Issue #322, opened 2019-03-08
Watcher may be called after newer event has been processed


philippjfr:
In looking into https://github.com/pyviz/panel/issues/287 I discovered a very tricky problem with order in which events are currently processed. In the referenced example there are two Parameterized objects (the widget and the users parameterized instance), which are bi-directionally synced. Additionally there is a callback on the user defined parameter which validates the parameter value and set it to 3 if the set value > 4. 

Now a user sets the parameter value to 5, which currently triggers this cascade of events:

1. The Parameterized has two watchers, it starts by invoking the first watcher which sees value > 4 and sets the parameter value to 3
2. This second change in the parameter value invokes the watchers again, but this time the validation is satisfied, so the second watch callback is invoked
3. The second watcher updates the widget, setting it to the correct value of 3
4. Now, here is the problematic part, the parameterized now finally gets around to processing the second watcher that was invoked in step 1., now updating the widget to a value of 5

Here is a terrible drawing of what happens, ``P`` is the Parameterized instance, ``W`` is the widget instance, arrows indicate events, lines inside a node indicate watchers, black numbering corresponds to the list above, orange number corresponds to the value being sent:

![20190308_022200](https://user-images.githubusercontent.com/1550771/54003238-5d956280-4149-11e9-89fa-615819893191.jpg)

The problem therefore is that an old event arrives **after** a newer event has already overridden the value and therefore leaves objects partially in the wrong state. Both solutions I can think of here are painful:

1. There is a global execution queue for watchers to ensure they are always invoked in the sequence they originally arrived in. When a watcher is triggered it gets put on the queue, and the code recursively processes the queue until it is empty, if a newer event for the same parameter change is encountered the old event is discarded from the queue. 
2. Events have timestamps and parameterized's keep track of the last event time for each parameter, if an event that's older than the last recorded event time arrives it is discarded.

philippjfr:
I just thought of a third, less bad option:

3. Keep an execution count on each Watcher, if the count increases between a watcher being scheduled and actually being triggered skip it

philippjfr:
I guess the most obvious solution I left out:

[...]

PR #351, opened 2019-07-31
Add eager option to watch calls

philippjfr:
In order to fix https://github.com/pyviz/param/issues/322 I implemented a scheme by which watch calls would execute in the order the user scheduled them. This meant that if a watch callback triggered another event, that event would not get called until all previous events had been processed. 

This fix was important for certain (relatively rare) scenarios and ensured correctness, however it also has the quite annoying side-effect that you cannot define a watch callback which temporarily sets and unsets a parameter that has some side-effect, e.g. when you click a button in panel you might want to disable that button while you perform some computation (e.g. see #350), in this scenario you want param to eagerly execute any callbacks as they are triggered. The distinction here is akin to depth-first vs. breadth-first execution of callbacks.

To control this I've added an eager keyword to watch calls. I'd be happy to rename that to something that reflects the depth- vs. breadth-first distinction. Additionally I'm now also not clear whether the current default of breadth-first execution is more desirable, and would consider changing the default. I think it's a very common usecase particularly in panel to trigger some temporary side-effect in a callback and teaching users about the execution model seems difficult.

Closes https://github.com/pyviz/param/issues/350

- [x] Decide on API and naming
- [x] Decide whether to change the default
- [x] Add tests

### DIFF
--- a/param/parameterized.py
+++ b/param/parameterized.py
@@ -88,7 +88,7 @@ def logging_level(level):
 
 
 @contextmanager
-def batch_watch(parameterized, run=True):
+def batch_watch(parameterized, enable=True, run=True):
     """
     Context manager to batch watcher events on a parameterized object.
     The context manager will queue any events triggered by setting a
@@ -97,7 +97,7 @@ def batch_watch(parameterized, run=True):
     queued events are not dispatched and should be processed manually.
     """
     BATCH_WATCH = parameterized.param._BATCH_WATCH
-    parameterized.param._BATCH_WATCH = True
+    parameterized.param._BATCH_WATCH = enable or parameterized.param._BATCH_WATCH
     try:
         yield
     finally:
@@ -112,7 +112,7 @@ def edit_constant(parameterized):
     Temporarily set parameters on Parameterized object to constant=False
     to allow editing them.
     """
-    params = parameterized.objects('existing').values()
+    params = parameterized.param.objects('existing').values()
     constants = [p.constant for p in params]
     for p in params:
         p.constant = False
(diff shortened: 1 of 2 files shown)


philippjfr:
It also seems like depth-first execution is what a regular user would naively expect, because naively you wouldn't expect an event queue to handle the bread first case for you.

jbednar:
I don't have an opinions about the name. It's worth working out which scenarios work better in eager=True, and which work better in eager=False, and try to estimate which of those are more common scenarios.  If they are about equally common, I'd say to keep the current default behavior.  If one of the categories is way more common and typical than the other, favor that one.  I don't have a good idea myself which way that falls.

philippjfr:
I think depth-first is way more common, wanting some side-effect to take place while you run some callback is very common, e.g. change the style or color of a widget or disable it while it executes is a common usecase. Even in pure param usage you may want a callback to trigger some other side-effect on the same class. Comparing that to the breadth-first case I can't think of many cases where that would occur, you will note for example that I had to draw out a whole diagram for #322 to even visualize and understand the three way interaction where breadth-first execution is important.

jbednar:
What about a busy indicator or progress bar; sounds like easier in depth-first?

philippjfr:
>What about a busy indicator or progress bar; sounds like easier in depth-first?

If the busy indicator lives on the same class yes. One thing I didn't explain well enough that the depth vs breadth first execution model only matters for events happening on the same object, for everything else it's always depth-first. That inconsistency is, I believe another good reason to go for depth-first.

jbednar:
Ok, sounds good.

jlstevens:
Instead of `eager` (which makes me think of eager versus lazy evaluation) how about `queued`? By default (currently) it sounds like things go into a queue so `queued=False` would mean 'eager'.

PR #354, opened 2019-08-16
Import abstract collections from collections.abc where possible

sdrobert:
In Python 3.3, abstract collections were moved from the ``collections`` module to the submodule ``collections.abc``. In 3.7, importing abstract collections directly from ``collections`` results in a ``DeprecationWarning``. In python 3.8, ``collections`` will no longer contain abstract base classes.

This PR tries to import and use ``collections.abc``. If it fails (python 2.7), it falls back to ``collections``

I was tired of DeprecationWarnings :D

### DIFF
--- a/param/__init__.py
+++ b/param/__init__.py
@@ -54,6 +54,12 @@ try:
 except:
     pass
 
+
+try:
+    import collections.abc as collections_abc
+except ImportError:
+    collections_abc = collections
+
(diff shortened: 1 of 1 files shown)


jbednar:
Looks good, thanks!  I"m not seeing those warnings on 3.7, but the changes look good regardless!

============================================================

# WHAT TO WORK ON:
Find the string "called" in the entries above. Copy each line where it occurs.

# WRITTEN REPLY:
Watcher may be called after newer event has been processed
In order to fix https://github.com/pyviz/param/issues/322 I implemented a scheme by which watch calls would execute in the order the user scheduled them. This meant that if a watch callback triggered another event, that event would not get called until all previous events had been processed. 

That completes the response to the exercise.